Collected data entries
*** Block opens ***

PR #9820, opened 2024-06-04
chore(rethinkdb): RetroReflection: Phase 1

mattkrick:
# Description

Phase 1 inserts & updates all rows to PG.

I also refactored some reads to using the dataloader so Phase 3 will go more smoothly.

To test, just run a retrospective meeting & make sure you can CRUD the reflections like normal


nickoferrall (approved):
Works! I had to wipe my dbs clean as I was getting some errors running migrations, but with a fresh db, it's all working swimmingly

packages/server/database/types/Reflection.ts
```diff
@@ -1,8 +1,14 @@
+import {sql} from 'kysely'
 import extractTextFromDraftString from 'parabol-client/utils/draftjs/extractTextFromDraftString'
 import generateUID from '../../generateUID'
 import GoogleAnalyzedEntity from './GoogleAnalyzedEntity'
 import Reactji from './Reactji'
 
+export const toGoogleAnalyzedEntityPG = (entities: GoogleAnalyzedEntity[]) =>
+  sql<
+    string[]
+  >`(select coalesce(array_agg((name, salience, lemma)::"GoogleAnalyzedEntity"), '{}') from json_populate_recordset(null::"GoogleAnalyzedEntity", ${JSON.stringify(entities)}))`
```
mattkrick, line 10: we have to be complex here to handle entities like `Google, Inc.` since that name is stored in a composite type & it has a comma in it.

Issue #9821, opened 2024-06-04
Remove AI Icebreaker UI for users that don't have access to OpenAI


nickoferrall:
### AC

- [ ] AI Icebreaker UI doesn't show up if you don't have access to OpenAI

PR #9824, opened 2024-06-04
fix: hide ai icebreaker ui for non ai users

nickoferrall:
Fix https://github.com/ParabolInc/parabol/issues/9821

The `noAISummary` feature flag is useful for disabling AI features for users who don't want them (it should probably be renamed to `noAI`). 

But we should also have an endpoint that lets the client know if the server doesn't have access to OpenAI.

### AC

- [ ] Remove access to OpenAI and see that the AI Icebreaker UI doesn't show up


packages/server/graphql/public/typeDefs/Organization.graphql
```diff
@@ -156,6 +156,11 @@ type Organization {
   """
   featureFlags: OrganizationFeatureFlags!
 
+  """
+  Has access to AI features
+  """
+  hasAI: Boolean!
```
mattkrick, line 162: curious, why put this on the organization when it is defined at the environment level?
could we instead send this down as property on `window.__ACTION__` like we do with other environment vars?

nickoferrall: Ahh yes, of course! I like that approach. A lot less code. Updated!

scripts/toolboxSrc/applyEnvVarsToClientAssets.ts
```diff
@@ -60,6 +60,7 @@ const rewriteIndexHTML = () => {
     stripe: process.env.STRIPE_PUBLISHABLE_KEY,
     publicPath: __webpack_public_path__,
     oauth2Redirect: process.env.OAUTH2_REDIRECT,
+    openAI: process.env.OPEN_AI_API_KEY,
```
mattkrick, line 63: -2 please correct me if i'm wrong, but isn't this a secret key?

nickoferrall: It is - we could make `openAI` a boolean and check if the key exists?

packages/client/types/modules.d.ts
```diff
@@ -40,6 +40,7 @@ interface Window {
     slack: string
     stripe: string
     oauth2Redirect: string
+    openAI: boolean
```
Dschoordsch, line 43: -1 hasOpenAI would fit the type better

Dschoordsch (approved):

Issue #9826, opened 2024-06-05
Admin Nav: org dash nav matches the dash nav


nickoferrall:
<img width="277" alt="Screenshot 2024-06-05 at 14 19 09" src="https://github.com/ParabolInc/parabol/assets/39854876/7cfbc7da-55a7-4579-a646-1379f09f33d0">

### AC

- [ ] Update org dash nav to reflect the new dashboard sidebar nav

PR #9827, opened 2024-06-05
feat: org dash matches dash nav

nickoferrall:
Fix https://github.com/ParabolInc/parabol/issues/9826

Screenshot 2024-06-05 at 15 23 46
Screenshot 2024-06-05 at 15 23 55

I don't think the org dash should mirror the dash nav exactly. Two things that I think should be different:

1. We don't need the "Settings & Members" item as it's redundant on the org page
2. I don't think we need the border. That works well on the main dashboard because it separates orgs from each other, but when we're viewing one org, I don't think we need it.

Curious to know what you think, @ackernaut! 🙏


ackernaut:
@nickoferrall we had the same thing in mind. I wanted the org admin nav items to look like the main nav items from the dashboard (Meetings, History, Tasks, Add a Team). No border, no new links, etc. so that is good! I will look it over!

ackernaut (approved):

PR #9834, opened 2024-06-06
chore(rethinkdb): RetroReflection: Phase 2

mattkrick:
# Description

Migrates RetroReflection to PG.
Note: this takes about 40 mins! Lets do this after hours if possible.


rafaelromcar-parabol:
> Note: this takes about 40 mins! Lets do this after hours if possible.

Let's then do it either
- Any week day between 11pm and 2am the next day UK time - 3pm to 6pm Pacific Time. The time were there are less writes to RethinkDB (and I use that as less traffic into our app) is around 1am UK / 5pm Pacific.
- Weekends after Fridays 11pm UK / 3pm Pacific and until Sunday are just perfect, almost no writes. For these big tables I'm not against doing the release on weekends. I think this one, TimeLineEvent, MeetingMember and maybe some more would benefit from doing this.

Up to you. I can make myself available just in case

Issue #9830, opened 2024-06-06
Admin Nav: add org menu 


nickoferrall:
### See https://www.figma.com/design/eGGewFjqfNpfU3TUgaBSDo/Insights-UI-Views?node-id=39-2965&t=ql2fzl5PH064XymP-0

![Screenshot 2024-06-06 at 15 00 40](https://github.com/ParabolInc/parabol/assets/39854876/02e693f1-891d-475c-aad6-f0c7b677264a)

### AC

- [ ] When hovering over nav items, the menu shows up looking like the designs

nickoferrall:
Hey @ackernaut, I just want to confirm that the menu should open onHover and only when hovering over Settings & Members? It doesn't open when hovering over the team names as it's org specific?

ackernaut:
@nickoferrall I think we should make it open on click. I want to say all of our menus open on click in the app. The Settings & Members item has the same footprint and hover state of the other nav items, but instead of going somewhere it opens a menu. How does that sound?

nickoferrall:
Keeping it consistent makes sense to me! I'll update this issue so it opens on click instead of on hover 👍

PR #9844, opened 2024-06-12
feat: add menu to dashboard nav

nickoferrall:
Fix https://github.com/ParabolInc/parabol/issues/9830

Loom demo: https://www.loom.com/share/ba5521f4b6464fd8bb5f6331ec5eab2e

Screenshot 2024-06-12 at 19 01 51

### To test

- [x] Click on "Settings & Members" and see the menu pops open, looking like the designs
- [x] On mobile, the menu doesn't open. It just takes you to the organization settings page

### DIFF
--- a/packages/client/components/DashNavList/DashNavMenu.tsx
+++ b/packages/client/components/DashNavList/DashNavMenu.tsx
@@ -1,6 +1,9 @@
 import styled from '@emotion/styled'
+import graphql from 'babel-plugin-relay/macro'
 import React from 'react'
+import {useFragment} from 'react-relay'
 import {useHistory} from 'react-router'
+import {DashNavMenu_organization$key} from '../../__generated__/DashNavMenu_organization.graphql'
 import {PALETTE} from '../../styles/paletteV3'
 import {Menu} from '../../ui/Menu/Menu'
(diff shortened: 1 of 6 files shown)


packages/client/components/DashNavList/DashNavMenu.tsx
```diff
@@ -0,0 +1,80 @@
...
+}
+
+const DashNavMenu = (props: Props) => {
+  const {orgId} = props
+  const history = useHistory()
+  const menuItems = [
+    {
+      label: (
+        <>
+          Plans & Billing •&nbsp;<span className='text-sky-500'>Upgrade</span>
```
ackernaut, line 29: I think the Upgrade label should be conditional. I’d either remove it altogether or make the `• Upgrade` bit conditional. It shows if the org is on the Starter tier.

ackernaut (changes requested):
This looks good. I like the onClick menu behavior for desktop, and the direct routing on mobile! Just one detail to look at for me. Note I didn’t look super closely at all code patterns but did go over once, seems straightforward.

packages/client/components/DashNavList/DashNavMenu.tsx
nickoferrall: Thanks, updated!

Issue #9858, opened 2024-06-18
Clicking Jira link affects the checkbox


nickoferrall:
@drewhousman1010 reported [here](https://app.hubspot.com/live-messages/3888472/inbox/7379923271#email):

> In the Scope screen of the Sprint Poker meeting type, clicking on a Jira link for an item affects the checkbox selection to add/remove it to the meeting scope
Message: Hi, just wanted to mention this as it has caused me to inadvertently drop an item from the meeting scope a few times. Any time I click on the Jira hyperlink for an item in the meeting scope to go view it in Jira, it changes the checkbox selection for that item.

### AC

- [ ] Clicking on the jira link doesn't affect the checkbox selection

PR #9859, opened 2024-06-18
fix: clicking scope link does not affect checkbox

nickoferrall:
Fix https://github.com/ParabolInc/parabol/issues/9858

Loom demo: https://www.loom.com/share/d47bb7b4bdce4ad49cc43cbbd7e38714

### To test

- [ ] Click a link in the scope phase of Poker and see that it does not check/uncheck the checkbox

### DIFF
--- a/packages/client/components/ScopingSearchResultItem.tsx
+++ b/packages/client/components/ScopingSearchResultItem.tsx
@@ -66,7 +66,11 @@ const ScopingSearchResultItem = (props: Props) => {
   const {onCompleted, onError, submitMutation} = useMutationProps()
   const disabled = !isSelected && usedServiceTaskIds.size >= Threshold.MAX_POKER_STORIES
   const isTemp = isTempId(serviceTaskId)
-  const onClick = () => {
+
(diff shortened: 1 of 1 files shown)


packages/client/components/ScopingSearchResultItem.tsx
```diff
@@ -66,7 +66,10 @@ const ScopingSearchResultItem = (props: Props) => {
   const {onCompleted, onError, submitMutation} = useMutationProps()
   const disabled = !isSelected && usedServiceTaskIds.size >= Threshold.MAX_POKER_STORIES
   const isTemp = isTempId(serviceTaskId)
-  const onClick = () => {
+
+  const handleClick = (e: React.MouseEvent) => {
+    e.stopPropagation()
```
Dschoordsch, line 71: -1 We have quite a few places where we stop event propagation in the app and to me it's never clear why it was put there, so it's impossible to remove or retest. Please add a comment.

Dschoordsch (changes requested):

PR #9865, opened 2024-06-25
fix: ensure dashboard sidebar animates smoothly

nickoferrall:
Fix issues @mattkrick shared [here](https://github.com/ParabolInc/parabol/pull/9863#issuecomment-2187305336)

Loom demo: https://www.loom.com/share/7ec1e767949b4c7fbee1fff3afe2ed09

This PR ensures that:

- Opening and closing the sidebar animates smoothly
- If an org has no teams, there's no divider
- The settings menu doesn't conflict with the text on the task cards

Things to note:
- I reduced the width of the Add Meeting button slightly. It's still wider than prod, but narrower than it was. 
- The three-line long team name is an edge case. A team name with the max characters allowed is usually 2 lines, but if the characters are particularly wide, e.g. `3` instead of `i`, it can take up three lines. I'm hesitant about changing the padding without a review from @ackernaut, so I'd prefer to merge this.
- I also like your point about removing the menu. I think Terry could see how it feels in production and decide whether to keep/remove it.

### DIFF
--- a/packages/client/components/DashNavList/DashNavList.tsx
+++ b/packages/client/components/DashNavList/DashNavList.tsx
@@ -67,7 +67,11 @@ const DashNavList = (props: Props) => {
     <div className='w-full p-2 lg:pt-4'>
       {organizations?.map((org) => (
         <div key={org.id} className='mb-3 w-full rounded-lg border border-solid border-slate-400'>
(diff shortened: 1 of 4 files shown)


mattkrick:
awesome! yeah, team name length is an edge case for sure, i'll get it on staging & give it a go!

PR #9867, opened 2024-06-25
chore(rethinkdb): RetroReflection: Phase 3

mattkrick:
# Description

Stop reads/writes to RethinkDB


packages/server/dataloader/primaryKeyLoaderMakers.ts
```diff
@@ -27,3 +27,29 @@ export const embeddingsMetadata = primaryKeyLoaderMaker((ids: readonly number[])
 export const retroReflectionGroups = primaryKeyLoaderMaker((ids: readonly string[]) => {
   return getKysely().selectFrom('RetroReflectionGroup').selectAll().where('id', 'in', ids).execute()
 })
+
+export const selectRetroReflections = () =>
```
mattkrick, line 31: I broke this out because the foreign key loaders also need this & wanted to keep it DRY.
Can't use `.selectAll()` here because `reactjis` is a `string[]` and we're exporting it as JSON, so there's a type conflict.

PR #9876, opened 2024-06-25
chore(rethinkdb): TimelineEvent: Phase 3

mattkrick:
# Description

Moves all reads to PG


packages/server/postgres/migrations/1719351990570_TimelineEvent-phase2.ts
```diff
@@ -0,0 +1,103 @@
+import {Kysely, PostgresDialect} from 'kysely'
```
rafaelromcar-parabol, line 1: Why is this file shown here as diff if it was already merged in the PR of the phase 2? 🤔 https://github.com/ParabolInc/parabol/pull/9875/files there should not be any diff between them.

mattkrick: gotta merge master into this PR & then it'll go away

*** Block closes ***
*** Block opens ***

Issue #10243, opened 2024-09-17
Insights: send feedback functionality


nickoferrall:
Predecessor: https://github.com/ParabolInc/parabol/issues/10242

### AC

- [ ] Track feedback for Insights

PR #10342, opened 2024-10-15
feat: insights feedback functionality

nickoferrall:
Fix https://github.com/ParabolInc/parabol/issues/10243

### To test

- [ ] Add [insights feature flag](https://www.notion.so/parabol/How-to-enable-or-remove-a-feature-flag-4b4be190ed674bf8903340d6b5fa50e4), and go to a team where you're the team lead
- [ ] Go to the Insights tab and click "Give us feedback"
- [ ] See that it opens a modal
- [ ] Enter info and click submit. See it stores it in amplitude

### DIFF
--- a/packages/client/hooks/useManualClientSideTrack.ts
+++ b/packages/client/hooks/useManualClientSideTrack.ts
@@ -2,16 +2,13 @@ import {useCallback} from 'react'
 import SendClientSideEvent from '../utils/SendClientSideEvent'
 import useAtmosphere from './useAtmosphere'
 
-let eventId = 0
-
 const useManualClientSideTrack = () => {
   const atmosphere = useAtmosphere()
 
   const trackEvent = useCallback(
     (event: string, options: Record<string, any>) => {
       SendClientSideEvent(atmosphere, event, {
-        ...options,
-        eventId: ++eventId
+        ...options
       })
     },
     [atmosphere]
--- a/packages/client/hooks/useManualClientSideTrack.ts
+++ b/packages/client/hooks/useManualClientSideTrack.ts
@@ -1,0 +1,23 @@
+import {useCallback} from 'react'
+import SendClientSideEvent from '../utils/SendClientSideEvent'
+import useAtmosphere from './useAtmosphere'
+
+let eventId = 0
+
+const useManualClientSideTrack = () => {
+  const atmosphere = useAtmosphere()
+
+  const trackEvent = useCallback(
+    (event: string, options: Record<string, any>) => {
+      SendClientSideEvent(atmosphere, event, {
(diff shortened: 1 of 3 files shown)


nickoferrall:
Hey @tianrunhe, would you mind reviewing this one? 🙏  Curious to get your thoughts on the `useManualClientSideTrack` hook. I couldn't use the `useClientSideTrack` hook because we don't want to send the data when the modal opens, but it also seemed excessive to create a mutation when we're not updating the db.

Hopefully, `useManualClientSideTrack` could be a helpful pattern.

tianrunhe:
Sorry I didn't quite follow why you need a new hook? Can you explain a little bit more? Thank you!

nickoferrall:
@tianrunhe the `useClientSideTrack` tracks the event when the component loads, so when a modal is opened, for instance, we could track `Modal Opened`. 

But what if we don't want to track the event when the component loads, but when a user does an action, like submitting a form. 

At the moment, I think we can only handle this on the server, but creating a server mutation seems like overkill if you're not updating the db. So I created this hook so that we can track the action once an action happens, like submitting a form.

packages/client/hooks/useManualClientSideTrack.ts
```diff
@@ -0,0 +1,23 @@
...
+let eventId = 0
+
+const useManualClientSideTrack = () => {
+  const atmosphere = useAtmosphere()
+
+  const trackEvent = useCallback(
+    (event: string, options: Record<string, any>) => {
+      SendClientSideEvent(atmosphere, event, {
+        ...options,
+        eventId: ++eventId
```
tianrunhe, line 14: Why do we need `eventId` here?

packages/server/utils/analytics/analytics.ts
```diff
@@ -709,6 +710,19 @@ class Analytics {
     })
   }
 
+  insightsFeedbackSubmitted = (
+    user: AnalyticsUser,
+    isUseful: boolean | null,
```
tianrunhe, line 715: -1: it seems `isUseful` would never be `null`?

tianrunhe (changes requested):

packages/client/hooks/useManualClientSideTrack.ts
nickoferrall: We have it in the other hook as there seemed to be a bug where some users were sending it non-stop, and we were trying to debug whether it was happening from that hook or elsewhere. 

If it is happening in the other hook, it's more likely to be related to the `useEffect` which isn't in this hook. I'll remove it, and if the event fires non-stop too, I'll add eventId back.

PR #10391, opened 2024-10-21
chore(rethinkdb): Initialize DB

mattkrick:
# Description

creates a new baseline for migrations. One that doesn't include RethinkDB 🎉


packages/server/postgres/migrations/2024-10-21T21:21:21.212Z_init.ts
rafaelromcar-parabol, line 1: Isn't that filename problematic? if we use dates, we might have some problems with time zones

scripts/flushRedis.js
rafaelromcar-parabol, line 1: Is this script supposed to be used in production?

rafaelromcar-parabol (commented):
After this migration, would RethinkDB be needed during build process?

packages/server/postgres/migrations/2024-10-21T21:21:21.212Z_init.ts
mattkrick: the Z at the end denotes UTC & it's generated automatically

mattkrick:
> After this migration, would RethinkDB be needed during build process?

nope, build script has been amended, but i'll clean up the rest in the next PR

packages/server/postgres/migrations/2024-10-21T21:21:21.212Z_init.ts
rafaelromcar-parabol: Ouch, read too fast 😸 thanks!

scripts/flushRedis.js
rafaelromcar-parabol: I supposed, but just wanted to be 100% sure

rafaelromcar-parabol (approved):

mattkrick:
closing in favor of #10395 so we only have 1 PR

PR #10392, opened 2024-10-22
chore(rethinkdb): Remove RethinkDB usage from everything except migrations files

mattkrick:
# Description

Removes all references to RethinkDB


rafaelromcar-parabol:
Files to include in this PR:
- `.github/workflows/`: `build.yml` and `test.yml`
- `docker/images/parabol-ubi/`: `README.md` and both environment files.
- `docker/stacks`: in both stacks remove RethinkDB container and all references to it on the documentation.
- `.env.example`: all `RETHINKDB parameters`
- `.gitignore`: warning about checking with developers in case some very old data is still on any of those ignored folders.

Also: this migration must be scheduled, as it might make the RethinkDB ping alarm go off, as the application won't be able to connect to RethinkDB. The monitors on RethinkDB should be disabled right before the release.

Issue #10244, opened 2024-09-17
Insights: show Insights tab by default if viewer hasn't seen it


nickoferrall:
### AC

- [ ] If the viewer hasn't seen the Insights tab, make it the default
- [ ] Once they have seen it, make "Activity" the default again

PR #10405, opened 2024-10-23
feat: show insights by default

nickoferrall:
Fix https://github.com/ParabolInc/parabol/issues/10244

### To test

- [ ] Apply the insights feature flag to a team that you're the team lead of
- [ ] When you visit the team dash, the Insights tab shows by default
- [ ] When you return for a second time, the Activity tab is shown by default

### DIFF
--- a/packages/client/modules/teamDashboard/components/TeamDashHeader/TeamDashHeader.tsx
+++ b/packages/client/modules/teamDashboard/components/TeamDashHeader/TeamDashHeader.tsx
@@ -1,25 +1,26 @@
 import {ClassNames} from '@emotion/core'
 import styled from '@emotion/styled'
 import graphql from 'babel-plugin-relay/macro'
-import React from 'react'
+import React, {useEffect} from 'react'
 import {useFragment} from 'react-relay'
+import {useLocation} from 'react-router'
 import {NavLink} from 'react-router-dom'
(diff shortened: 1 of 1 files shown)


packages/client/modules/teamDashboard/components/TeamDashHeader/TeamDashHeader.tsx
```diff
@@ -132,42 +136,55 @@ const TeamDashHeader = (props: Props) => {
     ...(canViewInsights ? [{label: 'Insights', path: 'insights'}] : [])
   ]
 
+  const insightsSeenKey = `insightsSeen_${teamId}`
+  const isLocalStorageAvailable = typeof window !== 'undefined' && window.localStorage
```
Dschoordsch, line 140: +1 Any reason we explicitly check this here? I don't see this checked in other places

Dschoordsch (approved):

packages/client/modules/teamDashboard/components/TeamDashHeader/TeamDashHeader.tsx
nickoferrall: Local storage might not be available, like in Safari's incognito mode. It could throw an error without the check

*** Block closes ***
*** Block opens ***

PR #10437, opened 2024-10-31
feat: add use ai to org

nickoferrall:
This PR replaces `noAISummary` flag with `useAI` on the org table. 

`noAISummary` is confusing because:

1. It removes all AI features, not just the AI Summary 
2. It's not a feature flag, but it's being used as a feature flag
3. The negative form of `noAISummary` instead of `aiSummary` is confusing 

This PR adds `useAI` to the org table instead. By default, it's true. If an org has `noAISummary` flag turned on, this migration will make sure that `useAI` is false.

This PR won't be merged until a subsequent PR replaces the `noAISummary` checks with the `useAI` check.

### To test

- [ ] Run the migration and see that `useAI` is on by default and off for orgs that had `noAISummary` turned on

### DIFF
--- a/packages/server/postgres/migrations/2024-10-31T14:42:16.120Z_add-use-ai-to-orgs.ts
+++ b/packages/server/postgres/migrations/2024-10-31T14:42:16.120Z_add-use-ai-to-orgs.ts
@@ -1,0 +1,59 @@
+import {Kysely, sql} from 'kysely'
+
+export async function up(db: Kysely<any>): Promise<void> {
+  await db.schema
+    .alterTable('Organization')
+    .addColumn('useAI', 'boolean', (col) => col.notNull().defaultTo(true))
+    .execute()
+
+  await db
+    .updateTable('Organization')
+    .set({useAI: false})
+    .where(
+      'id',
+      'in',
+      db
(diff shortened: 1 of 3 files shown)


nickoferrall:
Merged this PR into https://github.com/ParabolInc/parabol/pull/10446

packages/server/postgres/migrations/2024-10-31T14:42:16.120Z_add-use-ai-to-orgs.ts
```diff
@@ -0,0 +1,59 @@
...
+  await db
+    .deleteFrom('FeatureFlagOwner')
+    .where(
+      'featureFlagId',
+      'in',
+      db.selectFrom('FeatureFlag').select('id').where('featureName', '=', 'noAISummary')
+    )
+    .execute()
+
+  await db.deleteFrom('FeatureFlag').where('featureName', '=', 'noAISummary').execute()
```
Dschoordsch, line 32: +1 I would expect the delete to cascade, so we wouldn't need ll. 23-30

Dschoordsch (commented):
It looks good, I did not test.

*** Block closes ***

→ EXERCISE REQUIREMENTS:
Please give back, exactly as it stands above, the stretch from the line with "- [ ] Update" through the line with "1. We don't", and no line outside it.

→ ANSWER SECTION:
- [ ] Update org dash nav to reflect the new dashboard sidebar nav

PR #9827, opened 2024-06-05
feat: org dash matches dash nav

nickoferrall:
Fix https://github.com/ParabolInc/parabol/issues/9826

Screenshot 2024-06-05 at 15 23 46
Screenshot 2024-06-05 at 15 23 55

I don't think the org dash should mirror the dash nav exactly. Two things that I think should be different:

1. We don't need the "Settings & Members" item as it's redundant on the org page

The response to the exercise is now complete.